**ACTION ITEM:**
The expected answer is the set of lines in the data below between the line holding "PR #3480, opened 2020-04-24" and the line holding "Alright, I've added", inclusive, written out exactly.

**SOURCE DATA:**

··········

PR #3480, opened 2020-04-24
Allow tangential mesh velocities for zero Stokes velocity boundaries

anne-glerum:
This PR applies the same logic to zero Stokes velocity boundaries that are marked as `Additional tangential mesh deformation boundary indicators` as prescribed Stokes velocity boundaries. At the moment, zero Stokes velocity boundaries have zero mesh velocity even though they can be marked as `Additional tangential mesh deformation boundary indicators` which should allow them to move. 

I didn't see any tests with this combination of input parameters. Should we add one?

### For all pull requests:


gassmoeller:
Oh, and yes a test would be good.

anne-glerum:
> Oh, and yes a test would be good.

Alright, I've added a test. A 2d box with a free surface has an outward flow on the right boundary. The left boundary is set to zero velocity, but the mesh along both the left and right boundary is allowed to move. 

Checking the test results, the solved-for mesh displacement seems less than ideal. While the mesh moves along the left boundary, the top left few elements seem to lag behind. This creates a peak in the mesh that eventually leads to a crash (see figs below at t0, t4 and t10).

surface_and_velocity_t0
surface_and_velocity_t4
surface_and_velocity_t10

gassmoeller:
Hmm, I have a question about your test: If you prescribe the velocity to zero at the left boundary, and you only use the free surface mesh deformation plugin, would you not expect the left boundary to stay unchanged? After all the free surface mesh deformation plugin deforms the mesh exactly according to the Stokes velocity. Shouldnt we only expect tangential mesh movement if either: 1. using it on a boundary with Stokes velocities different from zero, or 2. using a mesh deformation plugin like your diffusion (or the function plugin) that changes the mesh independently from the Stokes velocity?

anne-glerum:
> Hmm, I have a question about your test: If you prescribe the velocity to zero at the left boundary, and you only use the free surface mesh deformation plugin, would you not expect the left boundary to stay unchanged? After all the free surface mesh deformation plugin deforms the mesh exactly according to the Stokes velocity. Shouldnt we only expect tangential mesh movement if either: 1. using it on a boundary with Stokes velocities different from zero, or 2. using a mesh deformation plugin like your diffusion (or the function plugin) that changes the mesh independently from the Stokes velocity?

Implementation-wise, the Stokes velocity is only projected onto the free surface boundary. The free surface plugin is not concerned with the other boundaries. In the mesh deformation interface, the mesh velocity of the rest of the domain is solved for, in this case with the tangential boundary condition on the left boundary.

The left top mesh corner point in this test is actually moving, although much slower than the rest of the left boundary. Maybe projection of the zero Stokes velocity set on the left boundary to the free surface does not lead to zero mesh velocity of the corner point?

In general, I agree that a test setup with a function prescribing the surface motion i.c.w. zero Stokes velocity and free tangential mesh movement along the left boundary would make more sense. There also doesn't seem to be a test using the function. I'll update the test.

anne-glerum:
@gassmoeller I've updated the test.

··········

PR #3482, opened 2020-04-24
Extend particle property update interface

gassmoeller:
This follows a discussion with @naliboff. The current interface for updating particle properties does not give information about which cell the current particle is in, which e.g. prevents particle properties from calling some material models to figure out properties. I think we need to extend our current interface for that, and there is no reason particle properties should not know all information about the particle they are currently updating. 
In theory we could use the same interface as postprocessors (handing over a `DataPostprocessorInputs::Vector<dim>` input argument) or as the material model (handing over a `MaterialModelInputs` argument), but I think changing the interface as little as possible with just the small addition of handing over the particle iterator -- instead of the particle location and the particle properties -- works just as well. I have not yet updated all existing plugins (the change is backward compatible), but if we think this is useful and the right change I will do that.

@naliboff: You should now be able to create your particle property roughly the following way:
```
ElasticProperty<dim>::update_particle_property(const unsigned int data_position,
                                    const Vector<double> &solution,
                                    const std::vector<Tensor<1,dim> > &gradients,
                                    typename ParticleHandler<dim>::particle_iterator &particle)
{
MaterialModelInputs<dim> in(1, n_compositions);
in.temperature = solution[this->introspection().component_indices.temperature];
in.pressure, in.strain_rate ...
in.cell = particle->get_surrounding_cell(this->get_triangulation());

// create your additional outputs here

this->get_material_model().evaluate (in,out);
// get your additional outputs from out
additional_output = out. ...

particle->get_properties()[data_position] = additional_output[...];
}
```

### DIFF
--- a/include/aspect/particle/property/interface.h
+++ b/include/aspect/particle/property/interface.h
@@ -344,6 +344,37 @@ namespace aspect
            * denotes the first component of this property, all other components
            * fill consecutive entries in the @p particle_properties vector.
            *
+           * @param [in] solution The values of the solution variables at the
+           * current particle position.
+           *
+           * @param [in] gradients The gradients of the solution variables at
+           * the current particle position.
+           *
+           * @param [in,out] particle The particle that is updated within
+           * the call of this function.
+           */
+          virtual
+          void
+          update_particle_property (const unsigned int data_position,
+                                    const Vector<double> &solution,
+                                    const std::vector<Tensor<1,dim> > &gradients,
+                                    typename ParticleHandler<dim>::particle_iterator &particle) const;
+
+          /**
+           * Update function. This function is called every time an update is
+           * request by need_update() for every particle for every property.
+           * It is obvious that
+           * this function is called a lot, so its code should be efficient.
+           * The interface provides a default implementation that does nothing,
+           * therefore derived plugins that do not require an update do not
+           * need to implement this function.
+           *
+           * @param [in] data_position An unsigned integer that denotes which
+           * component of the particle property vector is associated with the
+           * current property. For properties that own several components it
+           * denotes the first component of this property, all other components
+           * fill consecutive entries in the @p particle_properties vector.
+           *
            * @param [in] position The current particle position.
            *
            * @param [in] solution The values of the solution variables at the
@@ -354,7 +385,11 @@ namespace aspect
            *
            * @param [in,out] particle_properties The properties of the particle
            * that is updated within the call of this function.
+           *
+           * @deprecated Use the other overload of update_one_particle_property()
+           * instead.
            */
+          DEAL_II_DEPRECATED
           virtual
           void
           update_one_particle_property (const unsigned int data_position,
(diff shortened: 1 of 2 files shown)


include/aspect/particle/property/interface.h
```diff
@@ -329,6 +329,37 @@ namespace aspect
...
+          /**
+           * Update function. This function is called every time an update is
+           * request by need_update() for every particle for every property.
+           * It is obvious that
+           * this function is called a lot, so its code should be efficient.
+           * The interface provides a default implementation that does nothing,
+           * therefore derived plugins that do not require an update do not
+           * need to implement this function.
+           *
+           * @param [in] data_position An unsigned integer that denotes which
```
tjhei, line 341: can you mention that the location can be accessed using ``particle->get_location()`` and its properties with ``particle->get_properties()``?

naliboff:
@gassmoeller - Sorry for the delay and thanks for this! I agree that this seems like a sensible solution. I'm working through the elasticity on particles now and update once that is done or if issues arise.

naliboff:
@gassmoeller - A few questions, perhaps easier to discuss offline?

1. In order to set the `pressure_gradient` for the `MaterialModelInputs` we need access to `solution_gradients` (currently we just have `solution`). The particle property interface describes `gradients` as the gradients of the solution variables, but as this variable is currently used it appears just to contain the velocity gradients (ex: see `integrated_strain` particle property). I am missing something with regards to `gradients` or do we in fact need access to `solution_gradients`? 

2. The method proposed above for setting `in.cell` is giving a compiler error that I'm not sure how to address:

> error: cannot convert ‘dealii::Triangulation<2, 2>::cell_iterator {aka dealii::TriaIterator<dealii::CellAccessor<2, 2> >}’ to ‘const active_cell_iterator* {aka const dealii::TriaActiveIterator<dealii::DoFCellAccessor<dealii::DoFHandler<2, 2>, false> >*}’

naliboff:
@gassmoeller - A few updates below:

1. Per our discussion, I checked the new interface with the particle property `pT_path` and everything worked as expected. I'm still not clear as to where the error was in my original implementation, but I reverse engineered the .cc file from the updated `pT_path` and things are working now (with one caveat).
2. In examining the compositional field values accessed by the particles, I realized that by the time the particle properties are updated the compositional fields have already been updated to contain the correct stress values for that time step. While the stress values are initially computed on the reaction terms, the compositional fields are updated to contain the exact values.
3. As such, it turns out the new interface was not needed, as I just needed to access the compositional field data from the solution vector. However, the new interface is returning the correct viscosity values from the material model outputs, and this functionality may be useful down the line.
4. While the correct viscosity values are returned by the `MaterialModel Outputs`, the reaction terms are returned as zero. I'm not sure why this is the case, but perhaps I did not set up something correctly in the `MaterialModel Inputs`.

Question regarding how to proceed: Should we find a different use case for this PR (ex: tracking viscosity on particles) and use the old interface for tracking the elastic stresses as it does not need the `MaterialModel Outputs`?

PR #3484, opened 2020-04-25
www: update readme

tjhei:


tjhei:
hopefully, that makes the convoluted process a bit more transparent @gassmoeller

··········

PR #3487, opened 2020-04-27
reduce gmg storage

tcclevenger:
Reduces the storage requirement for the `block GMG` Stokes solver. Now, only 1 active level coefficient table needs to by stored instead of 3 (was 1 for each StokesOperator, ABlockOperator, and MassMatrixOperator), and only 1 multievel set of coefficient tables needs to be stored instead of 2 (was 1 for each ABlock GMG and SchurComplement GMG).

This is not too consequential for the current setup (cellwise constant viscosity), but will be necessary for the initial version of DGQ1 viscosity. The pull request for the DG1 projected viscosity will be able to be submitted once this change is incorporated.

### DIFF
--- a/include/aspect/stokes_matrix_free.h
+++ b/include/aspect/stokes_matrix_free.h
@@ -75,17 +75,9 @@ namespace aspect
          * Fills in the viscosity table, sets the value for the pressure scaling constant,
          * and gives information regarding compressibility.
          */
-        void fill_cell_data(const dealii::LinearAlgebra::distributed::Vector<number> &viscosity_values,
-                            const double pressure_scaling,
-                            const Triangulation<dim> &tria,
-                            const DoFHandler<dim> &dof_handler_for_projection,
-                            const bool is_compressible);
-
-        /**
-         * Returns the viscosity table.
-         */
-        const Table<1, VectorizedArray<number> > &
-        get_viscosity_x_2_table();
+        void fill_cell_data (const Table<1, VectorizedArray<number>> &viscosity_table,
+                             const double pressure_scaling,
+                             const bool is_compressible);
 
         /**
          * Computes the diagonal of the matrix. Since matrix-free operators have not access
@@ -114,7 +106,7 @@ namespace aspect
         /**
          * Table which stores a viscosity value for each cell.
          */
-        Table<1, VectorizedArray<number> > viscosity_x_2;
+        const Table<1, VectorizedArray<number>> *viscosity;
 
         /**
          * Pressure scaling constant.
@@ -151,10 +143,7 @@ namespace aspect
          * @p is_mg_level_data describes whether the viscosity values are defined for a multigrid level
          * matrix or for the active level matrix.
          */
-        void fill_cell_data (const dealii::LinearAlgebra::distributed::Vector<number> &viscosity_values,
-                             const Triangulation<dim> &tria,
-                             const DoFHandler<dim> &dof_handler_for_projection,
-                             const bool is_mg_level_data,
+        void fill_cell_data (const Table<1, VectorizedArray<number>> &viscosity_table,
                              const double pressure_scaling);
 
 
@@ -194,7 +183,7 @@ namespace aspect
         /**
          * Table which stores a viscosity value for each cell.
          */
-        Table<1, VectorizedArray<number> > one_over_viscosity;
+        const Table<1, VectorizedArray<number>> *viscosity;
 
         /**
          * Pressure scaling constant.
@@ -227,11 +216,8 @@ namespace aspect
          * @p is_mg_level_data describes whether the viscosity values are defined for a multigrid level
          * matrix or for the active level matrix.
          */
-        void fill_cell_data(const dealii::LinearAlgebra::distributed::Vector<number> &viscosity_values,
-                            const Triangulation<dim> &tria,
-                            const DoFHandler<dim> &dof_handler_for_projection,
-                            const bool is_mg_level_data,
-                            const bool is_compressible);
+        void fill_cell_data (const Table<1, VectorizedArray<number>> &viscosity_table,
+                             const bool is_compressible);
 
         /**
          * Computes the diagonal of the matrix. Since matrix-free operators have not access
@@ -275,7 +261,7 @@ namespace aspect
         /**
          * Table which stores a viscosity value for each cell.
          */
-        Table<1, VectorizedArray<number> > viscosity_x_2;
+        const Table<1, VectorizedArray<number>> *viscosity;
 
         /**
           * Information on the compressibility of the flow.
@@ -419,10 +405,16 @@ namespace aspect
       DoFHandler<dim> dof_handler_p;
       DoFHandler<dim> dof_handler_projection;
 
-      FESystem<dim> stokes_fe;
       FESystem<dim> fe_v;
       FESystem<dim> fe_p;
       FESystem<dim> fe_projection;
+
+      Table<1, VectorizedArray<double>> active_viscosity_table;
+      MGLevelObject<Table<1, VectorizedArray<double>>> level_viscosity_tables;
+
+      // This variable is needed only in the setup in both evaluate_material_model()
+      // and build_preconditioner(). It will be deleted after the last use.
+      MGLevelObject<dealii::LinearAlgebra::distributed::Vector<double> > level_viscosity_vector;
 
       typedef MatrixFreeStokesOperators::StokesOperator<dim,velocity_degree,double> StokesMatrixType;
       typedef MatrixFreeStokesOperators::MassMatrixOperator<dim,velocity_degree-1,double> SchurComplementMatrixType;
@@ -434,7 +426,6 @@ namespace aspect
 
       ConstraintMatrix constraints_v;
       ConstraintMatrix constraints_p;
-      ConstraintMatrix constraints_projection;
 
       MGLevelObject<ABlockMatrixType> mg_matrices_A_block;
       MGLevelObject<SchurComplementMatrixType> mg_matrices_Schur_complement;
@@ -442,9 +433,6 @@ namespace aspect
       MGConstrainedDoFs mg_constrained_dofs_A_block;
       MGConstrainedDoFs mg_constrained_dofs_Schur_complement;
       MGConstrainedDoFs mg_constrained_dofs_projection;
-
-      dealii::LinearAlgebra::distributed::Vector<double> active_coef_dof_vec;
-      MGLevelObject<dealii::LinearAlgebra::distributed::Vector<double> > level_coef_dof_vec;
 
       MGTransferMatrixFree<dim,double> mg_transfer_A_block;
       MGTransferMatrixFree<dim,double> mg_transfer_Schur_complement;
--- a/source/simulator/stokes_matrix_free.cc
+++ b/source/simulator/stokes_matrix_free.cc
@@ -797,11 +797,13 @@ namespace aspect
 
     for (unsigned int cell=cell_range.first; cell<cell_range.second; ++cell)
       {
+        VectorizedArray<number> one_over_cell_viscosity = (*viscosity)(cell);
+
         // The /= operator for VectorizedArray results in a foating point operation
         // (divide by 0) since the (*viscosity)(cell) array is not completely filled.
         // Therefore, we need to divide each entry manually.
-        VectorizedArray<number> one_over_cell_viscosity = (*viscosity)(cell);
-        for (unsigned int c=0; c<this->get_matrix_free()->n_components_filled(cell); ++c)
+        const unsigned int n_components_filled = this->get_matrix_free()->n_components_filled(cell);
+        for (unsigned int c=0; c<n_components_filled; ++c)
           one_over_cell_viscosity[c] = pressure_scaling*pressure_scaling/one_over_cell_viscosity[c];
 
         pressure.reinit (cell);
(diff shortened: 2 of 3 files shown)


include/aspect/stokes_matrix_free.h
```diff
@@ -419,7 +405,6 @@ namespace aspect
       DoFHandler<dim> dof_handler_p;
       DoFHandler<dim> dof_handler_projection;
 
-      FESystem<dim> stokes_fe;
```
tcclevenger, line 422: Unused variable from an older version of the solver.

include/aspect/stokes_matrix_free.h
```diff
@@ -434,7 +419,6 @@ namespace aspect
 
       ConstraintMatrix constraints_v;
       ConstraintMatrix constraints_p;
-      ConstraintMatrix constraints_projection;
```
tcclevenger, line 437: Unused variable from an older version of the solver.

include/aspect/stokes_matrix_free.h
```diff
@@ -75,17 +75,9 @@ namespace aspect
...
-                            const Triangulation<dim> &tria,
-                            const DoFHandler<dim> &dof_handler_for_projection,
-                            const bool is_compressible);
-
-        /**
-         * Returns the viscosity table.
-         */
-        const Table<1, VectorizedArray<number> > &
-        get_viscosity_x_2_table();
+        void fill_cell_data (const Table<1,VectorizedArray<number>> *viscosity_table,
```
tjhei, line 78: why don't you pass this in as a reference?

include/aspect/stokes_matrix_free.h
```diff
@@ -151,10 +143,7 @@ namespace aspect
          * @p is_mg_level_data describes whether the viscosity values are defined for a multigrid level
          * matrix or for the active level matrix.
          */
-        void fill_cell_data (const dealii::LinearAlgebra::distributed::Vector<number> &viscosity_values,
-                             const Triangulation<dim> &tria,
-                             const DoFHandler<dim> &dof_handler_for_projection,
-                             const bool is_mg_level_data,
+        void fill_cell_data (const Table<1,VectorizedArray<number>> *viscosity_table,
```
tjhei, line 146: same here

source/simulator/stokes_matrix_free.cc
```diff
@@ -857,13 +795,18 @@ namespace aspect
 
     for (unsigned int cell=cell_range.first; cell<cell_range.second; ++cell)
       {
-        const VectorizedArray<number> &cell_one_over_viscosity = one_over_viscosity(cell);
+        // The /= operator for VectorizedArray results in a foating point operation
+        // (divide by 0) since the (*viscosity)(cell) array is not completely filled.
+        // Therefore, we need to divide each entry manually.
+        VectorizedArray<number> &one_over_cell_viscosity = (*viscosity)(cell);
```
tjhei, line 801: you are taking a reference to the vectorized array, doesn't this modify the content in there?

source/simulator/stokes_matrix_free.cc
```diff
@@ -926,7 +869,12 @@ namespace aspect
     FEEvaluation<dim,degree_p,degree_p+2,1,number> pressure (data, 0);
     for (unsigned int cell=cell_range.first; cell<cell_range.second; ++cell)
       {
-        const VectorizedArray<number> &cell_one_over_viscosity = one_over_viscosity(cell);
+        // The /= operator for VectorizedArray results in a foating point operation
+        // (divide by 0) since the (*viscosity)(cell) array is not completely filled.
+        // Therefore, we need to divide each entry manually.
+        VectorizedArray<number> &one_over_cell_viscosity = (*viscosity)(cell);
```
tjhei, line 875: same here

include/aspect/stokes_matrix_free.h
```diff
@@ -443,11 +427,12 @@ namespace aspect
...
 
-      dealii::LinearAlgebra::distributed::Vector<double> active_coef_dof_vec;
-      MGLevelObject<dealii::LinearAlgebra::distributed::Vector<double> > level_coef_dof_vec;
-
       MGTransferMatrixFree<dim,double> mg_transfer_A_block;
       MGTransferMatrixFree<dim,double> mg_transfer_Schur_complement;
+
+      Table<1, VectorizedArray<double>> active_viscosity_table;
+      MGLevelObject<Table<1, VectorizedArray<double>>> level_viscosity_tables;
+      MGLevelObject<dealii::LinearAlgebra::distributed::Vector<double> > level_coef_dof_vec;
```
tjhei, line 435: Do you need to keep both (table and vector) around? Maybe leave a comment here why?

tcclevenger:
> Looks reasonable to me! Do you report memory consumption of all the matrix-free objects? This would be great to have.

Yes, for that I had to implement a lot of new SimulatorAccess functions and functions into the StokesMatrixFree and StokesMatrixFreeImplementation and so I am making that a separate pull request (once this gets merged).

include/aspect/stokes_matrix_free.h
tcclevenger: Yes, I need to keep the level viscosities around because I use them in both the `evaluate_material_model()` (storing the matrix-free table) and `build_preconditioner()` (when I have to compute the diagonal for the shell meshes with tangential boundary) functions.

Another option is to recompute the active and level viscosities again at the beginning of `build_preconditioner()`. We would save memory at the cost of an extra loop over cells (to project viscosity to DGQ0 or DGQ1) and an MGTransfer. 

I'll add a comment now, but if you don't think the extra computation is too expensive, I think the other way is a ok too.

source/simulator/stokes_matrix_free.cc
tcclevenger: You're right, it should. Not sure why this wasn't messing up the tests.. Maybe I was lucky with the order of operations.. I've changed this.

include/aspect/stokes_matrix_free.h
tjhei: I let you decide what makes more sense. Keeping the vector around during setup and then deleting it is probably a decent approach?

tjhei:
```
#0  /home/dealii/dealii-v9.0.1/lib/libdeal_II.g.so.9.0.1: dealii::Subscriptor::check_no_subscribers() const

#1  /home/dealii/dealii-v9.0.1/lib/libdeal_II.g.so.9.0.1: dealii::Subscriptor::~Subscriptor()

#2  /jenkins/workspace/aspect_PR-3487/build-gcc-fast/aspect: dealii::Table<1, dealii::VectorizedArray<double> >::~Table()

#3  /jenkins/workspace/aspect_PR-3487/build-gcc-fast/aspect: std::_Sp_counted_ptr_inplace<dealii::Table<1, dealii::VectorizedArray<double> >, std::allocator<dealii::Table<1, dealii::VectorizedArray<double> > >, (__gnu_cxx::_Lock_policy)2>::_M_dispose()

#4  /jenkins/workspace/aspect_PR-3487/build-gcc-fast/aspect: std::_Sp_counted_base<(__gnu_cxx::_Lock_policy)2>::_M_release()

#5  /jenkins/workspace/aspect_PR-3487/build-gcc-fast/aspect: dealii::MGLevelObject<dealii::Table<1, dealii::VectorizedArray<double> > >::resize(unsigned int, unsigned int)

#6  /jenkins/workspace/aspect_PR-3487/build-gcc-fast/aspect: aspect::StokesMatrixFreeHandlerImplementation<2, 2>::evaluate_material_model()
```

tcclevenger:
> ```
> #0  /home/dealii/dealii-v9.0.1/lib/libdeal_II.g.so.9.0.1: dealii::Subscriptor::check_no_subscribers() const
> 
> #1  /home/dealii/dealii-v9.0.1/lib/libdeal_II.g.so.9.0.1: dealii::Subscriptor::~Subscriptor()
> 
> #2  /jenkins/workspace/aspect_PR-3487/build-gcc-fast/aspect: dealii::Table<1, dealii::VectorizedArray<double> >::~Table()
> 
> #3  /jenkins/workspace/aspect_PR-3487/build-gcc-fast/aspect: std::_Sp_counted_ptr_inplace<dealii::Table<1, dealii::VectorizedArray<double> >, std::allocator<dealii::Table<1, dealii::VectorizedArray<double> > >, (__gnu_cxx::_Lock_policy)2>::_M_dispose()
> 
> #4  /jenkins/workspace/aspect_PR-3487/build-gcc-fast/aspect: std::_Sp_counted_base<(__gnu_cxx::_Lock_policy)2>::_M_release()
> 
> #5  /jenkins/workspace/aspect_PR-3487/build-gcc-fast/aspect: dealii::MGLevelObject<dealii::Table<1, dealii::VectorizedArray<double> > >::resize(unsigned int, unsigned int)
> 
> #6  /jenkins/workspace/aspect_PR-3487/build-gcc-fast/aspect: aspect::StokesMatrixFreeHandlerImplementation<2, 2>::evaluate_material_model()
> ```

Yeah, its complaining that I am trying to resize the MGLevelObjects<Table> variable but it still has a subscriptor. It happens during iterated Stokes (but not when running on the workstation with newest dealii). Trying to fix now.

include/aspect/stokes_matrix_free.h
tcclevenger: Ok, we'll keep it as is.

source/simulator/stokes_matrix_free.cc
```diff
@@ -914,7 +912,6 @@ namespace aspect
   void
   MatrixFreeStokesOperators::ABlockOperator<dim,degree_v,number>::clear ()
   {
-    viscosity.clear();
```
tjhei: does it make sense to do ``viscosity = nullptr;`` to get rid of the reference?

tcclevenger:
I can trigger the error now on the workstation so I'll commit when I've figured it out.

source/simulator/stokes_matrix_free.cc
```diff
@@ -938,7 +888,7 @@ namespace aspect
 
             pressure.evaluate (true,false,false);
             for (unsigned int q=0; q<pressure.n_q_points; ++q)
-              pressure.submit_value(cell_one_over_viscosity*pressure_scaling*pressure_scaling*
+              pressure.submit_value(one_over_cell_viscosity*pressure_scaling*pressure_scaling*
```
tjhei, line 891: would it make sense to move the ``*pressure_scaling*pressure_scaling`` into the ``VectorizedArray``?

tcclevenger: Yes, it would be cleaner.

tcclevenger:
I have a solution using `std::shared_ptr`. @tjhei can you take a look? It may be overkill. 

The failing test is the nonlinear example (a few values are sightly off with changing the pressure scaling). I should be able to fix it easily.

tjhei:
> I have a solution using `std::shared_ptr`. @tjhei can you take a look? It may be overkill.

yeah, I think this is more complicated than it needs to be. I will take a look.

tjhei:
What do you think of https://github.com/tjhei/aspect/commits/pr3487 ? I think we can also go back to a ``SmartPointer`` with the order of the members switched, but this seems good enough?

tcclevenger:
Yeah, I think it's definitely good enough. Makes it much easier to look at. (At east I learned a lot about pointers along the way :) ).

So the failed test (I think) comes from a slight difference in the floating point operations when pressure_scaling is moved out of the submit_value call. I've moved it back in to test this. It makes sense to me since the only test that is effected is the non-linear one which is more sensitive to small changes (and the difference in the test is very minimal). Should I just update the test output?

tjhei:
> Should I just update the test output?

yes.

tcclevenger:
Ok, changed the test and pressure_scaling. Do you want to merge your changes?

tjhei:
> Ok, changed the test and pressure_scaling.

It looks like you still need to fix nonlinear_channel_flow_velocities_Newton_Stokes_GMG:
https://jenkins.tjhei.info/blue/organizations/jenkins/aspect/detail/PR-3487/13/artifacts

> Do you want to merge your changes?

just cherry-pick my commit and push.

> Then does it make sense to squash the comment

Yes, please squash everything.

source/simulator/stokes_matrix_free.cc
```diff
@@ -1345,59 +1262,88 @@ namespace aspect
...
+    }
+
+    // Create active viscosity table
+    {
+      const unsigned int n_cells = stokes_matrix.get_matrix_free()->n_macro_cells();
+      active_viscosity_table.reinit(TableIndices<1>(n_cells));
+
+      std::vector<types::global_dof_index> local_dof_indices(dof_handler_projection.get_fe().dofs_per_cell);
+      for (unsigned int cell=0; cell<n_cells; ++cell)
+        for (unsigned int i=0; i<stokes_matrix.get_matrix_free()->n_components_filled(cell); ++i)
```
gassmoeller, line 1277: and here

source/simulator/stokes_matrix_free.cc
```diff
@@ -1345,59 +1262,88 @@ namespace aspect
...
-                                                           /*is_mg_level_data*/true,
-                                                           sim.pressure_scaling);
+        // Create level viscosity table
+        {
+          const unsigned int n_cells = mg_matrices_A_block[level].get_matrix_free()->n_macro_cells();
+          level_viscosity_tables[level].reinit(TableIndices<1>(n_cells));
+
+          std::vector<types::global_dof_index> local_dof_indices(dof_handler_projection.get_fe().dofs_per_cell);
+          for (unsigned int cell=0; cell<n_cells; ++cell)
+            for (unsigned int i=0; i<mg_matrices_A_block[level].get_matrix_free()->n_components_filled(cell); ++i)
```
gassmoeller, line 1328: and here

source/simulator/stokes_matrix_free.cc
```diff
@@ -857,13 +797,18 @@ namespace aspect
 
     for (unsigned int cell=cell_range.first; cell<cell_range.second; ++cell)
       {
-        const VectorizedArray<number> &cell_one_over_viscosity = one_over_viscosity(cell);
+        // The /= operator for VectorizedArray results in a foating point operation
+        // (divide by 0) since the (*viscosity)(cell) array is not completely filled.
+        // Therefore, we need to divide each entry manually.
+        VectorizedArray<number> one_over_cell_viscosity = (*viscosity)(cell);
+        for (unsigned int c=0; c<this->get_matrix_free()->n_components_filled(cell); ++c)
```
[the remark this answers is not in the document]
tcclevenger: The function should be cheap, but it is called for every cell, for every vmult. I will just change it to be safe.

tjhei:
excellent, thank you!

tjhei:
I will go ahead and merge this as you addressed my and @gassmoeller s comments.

··········

**RESPONSE TO THE EXERCISE:**
PR #3480, opened 2020-04-24
Allow tangential mesh velocities for zero Stokes velocity boundaries

anne-glerum:
This PR applies the same logic to zero Stokes velocity boundaries that are marked as `Additional tangential mesh deformation boundary indicators` as prescribed Stokes velocity boundaries. At the moment, zero Stokes velocity boundaries have zero mesh velocity even though they can be marked as `Additional tangential mesh deformation boundary indicators` which should allow them to move. 

I didn't see any tests with this combination of input parameters. Should we add one?

### For all pull requests:


gassmoeller:
Oh, and yes a test would be good.

anne-glerum:
> Oh, and yes a test would be good.

Alright, I've added a test. A 2d box with a free surface has an outward flow on the right boundary. The left boundary is set to zero velocity, but the mesh along both the left and right boundary is allowed to move. 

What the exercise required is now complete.